| HN Mirror

FWIW, we do a lot of 'GPU visual graph analytics and investigation for X' work at Graphistry, where X is hooking into either graph DBs (neo4j, ...) or doing as a virtual / on-the-fly layer over other data systems (Splunk, jupyter notebooks, ...). Almost all of our user's graph projects have ended up involving text search, and as part of that, search indexes. Think security, fraud, genetics, etc. I can only think of a few exceptions that did not need text, such as blockchain viz. I just sort of assume text fields as part of linking data nowadays. In fact, a lot of our recent work is going to the next level, where we use ML algs to compute over text to infer even fuzzier connections, vs simple ID/string/regex matching from the older days of graph tech.

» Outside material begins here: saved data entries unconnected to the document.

PR #114, opened 2019-12-17
limit the max amount of connections

mar-ar:
Hey,

I think this is very useful.
I had no other idea where to solve this problem but I think this works fine.

### DIFF
--- a/asyncua/server/internal_session.py
+++ b/asyncua/server/internal_session.py
@@ -20,6 +20,8 @@ class InternalSession:
     """
 
     """
+    __max_connections = None
+    __current_connections = 0
     _counter = 10
     _auth_counter = 1000
 
@@ -45,6 +47,9 @@ class InternalSession:
     def __str__(self):
         return f'InternalSession(name:{self.name}, user:{self.user}, id:{self.session_id}, auth_token:{self.auth_token})'
 
+    def set_max_connections(self, quantity):
+        InternalSession.__max_connections = quantity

So at least for domains where people want to make correlations over data such as a logs, events, transactions, CSVs, etc., I encourage dgraph folks to watch discussions of text closely.

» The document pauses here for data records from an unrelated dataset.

PR #104, opened 2019-08-01
Integration test update

oschaaf:
Split off from https://github.com/envoyproxy/nighthawk/pull/101

- As a step towards upgrading our Envoy dependency,
this swaps out Envoy's c++ integration test server with our own
python wrappers around our own test server. This permanently
avoids future runtime singleton conflicts.
- Also starts setting `--base-id` when starting up our test-server.
This is to support the upcoming test-sharding that will be performed
by updated coverage test methodoly which will land in a future update.


integration/BUILD
```diff
@@ -31,3 +31,24 @@ py_test(
         requirement("idna"),
     ],
 )
+
+py_binary(
+    name = "cpp_benchmark_client_server",
+    srcs = [
+        "cpp_benchmark_client_server.py",
+    ],
+    deps = [
```
htuch: Tiny nit: generally prefer singleton lists to be same line, e.g. `deps = ["foo"],`, if they fit.

integration/cpp_benchmark_client_server.py
```diff
@@ -0,0 +1,58 @@
...
+import logging
+import os
+import sys
+import unittest
+
+from common import IpVersion, NighthawkException
+from integration_test_fixtures import (HttpIntegrationTestBase, HttpsIntegrationTestBase,
+                                       IntegrationTestBase)
+
+assert sys.version_info >= (3, 0)
```
htuch: Is this really needed for Python3 code?

integration/cpp_benchmark_client_server.py
```diff
@@ -0,0 +1,58 @@
...
+
+httpbase = None
```
htuch: Can you avoid globals and just return the base, or make this a class structure?

integration/cpp_benchmark_client_server.py
```diff
@@ -0,0 +1,58 @@
...
+
+
+def main():
+  if len(sys.argv) != 3:
+    print("cpp_benchmark_client_server.py [ipv4|ipv6] [http|https]")
+    return -1
+  port = serverStartHook(
+      IpVersion.IPV6 if str.lower(sys.argv[1]) == "ipv6" else IpVersion.IPV4,
+      str.lower(sys.argv[2]) == "https")
+  print(str(port))
```
htuch: Nit: prefer `sys.stdout.write` to be consistent with the flush.

integration/cpp_benchmark_client_server.py
```diff
@@ -0,0 +1,58 @@
...
+  print(str(getRunningServerPid()))
```
htuch: Can you make these prints more descriptive, rather than just integers on each line?

integration/cpp_benchmark_client_server.py
```diff
@@ -0,0 +1,58 @@
...
+  return httpbase.getServerPid()
+
+
+def waitForExit():
+  return httpbase.waitForServerExit()
+
+
+def main():
+  if len(sys.argv) != 3:
+    print("cpp_benchmark_client_server.py [ipv4|ipv6] [http|https]")
```
htuch: Nit: prefer `sys.stderr.write` here. Also, use `%0`, e.g.
```
sys.stderr.write('%s [ipv4|ipv6] [http|https]" % sys.argv[0])
```

integration/cpp_benchmark_client_server.py
```diff
@@ -0,0 +1,58 @@
...
+    return -1
```
htuch: sys.exit(1)

integration/cpp_benchmark_client_server.py
```diff
@@ -0,0 +1,58 @@
...
+  port = serverStartHook(
+      IpVersion.IPV6 if str.lower(sys.argv[1]) == "ipv6" else IpVersion.IPV4,
```
htuch: If you want to be more robust, suggest using `argparse`

test/test_data/benchmark_https_client_test_envoy.yaml
```diff
@@ -0,0 +1,50 @@
+admin:
```
htuch: Is this so different that it warrants a separate YAML? Also, have you considered using https://github.com/envoyproxy/envoy/blob/master/test/config/utility.h to generate these?

test/benchmark_http_client_test.cc
```diff
@@ -37,37 +38,81 @@ using namespace testing;
 
 namespace Nighthawk {
 
-class BenchmarkClientTestBase : public Envoy::BaseIntegrationTest,
-                                public TestWithParam<Envoy::Network::Address::IpVersion> {
+class PythonIntegrationTestBase : public TestWithParam<Envoy::Network::Address::IpVersion> {
```
htuch: Did you consider just running client, Envoy and test server all as independent processes under a  top-level Python script?

test/benchmark_http_client_test.cc
```diff
@@ -37,37 +38,81 @@ using namespace testing;
...
+    }
+    args.append(" http");
+    if (use_https) {
+      args.append("s");
+    }
+    pipe_ = popen(Envoy::TestEnvironment::runfilesPath("integration/cpp_benchmark_client_server")
+                      .append(args)
+                      .c_str(),
+                  "r");
+    RELEASE_ASSERT(pipe_ != nullptr, "Failed to open pipe");
```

Fun recent example that illustrates this: For ProjectDomino.org (COVID anti-misinfo), we started by ingesting the covid twitter firehose into a graphdb for easy and fast pivoting by tweet/account/etc. However, our analysts need to search by text, and a lot of our current work is now doing ML/graph algorithms to mine the text to infer fuzzy edges: GPU BERT, GPU UMAP, ... . Neo4j supports setting up various text indexes which helps search, but for analytics, we end up having to extract the data out of the DB, infer relationships & scores, and put them back in.